WORK ITEM:
I need the lines below from the one with "PR #198, opened 2023-10-31" down to the one with "Sorry, I linked" reproduced exactly, both ends included, and nothing else.

Dataset entries:
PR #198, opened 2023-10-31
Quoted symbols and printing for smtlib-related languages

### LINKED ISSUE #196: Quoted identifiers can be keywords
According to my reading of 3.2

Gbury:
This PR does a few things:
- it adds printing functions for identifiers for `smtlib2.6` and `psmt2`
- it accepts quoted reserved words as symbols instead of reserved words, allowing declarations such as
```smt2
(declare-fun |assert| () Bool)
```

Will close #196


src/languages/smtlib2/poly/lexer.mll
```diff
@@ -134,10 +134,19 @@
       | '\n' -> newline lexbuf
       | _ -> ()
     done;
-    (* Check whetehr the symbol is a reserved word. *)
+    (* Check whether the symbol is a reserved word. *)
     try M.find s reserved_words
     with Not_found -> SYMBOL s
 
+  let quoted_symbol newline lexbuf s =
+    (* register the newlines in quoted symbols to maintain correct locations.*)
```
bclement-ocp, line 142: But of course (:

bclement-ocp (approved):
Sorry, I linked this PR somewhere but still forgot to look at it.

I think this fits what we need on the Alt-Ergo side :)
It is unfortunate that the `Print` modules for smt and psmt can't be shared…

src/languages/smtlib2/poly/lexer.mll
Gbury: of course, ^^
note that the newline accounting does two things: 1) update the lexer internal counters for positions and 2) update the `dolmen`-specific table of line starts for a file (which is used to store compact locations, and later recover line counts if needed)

==

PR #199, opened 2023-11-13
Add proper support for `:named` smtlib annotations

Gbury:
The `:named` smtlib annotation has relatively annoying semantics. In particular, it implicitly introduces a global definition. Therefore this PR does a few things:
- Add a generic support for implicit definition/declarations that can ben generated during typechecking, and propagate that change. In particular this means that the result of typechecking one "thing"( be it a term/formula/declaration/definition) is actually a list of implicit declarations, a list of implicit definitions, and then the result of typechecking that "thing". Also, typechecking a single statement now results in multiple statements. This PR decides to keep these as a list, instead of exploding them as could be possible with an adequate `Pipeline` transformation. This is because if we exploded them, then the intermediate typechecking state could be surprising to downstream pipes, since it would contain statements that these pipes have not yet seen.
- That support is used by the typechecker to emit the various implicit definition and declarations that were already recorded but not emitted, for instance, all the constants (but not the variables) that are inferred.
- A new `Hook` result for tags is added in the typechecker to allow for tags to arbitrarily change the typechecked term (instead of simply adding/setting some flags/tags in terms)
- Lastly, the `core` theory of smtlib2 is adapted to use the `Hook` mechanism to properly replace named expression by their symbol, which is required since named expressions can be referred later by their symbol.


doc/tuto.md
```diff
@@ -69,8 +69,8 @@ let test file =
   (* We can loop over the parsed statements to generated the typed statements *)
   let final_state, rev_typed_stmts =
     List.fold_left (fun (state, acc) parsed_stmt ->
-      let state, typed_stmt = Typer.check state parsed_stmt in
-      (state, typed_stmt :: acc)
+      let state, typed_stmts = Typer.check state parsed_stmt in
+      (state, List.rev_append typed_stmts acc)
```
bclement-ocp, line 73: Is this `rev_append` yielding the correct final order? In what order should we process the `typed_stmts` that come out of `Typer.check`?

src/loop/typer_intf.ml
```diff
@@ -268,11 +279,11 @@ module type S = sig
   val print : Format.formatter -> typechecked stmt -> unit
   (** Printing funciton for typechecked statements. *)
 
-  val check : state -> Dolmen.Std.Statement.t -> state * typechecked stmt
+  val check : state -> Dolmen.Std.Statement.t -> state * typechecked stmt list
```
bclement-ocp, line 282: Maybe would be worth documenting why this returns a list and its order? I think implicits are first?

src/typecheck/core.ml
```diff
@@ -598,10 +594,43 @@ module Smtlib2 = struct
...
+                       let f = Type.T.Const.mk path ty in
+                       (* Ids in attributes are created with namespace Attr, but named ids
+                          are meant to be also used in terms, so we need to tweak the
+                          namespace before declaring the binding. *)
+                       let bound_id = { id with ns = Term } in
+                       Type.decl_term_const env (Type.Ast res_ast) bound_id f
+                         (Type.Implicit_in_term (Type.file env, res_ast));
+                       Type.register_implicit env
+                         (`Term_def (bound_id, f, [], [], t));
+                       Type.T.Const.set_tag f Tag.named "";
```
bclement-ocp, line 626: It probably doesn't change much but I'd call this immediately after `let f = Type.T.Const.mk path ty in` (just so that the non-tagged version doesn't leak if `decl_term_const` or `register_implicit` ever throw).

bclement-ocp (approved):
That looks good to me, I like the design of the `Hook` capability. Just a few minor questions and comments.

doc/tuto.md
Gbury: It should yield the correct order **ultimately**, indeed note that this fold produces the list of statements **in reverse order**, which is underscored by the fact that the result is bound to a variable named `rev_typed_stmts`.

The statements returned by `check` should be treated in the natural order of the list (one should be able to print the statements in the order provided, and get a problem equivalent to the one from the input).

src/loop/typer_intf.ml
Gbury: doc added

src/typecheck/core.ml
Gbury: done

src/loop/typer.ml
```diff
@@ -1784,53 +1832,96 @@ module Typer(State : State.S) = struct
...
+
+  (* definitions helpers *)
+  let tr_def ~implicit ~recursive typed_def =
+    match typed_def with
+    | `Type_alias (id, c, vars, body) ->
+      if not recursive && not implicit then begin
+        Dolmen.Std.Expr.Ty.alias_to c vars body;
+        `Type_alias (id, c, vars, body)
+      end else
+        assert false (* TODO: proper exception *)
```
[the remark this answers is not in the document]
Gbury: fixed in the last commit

* * *

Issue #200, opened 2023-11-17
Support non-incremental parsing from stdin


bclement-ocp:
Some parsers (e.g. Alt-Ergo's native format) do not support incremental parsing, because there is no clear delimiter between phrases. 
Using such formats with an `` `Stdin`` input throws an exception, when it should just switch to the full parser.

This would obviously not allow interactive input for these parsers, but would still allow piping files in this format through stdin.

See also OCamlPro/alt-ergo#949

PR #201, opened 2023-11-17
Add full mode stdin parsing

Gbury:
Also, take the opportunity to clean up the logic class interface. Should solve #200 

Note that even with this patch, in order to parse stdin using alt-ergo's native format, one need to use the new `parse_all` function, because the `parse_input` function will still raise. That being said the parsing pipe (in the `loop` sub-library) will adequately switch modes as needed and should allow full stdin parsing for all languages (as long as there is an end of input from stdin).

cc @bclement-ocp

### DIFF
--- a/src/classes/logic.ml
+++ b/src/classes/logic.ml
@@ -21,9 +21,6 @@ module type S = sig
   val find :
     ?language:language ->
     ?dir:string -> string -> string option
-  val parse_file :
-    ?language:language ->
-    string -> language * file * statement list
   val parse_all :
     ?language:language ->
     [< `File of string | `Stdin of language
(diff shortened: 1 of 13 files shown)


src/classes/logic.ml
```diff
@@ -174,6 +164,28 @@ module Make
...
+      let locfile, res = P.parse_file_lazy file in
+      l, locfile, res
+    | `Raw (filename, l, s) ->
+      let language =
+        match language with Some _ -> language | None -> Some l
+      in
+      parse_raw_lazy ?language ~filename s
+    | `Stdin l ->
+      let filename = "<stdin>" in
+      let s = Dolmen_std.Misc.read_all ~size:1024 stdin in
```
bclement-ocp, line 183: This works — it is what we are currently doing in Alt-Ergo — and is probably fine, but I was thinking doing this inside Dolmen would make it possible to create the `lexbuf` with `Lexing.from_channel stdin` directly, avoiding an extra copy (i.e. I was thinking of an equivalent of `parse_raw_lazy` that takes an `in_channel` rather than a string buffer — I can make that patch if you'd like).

ANSWER SECTION:
PR #198, opened 2023-10-31
Quoted symbols and printing for smtlib-related languages

### LINKED ISSUE #196: Quoted identifiers can be keywords
According to my reading of 3.2

Gbury:
This PR does a few things:
- it adds printing functions for identifiers for `smtlib2.6` and `psmt2`
- it accepts quoted reserved words as symbols instead of reserved words, allowing declarations such as
```smt2
(declare-fun |assert| () Bool)
```

Will close #196


src/languages/smtlib2/poly/lexer.mll
```diff
@@ -134,10 +134,19 @@
       | '\n' -> newline lexbuf
       | _ -> ()
     done;
-    (* Check whetehr the symbol is a reserved word. *)
+    (* Check whether the symbol is a reserved word. *)
     try M.find s reserved_words
     with Not_found -> SYMBOL s
 
+  let quoted_symbol newline lexbuf s =
+    (* register the newlines in quoted symbols to maintain correct locations.*)
```
bclement-ocp, line 142: But of course (:

bclement-ocp (approved):
Sorry, I linked this PR somewhere but still forgot to look at it.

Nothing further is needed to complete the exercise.